• [Problem requirements]
Each line that includes "LINKED" must be copied from the records.

• [Records to use]
★ ★ ★
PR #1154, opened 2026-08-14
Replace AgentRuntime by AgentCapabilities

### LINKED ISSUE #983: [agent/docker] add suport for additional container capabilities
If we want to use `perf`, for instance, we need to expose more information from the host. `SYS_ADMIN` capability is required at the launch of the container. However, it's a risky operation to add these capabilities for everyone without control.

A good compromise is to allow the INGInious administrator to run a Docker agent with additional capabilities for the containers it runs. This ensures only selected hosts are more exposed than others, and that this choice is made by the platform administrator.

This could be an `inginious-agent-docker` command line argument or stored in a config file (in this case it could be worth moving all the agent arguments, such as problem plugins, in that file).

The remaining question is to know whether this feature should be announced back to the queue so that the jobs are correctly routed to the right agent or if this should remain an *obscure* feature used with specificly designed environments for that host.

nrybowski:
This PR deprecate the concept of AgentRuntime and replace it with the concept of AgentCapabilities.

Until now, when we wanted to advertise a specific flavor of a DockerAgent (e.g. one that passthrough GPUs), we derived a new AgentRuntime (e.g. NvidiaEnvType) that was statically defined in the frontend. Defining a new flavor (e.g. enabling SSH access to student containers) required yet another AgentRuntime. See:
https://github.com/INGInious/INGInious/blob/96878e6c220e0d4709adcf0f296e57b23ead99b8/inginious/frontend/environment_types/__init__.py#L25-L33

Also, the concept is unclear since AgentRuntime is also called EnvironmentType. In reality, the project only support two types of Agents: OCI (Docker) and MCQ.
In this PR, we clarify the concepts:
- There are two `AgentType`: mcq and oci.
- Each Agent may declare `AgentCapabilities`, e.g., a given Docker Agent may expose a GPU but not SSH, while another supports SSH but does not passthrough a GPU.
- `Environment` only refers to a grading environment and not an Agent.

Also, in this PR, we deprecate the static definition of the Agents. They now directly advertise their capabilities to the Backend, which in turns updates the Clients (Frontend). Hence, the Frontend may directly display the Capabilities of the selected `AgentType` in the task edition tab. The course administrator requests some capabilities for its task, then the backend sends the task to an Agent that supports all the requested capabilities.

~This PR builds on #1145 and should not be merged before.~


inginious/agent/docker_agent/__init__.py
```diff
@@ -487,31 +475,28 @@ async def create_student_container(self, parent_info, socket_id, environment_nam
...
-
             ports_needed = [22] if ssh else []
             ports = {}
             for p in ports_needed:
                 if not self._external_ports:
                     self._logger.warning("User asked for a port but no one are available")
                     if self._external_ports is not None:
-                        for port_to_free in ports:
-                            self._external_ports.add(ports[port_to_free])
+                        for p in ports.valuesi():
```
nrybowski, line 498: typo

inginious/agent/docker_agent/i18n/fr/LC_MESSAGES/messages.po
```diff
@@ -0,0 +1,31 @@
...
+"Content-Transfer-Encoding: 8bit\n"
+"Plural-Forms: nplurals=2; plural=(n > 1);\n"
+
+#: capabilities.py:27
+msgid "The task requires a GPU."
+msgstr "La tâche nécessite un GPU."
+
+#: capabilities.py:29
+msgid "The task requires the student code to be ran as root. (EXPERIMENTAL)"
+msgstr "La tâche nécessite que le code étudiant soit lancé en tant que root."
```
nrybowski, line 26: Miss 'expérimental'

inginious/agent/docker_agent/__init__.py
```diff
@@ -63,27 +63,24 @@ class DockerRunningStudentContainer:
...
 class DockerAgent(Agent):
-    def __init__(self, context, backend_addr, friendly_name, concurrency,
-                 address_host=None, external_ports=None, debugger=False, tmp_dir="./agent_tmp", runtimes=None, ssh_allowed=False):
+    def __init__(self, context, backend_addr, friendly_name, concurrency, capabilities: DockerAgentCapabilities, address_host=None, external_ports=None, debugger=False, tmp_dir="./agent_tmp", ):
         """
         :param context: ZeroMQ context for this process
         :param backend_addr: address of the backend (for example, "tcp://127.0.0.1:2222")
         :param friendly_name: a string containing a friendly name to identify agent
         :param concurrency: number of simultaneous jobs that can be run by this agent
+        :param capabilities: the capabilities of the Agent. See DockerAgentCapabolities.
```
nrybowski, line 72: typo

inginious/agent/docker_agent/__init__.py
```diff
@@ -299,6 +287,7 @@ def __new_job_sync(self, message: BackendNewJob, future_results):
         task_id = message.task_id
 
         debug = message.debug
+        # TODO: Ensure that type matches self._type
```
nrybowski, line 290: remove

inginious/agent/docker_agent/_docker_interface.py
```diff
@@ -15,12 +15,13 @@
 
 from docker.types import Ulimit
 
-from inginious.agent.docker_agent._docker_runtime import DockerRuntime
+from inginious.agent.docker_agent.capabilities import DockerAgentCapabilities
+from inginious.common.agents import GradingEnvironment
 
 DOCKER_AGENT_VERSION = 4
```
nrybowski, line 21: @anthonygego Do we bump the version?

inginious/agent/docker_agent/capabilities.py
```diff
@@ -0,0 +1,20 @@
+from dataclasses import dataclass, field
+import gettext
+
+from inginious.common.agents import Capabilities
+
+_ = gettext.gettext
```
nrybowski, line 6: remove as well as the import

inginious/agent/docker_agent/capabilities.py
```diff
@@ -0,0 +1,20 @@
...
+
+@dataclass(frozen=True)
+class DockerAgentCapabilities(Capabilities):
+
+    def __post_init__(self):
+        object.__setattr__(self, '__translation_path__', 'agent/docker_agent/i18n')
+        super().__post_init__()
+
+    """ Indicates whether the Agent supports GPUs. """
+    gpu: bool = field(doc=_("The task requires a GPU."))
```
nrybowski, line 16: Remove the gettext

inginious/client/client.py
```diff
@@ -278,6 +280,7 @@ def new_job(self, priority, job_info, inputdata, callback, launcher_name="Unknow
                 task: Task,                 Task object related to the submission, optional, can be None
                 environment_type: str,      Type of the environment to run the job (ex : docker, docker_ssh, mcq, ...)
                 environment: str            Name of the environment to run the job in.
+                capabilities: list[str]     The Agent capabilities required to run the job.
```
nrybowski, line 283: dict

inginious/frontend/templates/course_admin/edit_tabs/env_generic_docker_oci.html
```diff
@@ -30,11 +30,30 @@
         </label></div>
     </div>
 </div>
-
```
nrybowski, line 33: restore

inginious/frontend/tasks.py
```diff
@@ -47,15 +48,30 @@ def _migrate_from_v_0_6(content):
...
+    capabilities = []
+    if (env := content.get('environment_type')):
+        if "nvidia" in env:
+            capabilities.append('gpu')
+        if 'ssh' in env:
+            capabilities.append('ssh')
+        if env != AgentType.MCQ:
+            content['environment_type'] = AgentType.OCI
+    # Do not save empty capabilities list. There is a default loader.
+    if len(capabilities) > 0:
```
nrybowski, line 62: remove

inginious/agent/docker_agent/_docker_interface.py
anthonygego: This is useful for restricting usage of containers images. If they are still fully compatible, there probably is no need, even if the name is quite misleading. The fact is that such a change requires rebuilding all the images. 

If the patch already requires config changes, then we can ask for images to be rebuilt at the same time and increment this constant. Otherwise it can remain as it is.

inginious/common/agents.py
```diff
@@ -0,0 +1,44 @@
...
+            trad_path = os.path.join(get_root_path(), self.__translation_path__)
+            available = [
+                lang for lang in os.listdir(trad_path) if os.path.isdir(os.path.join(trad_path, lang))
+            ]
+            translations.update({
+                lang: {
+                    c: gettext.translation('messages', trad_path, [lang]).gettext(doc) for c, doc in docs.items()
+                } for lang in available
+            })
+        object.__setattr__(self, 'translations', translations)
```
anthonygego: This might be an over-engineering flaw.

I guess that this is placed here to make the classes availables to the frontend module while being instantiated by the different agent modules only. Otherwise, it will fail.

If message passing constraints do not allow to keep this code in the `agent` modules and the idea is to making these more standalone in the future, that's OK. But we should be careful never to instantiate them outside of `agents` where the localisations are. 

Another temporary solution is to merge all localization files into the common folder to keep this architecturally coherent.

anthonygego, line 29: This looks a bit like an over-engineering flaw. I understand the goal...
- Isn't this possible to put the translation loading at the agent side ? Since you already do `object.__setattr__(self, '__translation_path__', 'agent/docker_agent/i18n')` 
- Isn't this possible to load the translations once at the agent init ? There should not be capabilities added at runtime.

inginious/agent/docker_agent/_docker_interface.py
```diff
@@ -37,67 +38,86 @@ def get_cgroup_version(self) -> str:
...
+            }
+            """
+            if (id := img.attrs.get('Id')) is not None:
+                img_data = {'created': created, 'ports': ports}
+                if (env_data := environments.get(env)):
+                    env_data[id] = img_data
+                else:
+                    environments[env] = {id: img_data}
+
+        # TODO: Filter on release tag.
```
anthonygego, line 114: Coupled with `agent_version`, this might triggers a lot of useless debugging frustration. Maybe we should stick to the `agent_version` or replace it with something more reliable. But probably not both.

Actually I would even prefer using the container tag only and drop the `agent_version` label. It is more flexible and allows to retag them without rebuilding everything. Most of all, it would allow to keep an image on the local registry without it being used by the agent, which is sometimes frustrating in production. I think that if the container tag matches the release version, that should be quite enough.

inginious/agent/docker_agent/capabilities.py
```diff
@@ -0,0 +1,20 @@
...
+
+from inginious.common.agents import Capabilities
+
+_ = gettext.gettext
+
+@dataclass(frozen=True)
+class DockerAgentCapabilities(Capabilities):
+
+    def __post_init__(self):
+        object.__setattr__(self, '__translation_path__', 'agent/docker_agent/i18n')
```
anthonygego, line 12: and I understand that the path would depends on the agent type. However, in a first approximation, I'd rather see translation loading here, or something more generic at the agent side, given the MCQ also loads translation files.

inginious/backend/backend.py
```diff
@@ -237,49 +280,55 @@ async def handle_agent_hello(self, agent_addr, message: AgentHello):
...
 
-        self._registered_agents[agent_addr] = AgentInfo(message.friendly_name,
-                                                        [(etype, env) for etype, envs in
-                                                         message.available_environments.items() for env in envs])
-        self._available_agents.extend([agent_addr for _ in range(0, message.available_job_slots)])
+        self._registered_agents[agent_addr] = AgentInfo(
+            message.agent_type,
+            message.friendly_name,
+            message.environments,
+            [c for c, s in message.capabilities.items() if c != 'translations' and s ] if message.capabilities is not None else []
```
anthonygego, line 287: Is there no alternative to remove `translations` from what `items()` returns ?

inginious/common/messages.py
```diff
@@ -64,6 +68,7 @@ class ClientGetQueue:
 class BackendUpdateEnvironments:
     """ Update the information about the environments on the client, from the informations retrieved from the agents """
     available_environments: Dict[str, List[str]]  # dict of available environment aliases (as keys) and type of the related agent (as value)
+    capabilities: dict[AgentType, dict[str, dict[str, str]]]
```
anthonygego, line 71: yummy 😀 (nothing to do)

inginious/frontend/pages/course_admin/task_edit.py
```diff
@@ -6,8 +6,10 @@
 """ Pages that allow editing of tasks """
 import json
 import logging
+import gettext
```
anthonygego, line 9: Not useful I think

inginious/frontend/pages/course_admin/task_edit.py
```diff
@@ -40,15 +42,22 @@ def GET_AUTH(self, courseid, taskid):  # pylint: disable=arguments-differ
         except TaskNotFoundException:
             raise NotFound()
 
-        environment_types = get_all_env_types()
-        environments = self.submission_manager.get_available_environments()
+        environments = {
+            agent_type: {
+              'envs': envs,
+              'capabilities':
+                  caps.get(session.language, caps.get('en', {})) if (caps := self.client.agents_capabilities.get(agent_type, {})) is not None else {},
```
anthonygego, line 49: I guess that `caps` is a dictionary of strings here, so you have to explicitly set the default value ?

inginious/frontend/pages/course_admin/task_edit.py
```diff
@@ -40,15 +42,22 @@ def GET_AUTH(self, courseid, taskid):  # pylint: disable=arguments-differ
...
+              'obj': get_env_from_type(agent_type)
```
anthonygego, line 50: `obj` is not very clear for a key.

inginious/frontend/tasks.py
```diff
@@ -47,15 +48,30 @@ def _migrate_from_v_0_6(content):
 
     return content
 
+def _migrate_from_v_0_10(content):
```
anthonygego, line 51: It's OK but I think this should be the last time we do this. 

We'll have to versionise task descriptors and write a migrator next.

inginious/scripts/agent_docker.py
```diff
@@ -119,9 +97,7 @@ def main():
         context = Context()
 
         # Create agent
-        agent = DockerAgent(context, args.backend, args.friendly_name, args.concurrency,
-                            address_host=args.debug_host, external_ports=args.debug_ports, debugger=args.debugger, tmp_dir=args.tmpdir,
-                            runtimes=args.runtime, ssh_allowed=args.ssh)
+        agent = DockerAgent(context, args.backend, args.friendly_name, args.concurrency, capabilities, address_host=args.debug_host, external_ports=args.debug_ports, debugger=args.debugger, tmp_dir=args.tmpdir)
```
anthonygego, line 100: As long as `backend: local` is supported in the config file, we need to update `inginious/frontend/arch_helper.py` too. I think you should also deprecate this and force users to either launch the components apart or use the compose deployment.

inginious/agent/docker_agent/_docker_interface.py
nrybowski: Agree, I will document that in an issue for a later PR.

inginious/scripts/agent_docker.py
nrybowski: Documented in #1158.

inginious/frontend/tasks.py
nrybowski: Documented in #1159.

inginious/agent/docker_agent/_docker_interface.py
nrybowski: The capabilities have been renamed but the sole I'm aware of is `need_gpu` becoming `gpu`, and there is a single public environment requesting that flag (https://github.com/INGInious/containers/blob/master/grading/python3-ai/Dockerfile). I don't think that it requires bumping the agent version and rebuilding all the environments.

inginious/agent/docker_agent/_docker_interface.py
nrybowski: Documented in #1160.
★ ★ ★
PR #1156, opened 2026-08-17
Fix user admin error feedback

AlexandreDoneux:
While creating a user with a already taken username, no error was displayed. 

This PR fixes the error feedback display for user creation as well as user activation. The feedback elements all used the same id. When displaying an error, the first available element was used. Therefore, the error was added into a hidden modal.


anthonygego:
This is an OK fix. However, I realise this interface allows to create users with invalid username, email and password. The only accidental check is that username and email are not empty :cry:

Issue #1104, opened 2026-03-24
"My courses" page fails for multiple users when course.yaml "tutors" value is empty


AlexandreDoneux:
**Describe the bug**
★ ★ ★
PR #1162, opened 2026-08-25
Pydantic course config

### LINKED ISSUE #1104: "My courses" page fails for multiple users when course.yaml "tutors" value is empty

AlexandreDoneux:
★ ★ ★
• [Solution to this task]
### LINKED ISSUE #983: [agent/docker] add suport for additional container capabilities
### LINKED ISSUE #1104: "My courses" page fails for multiple users when course.yaml "tutors" value is empty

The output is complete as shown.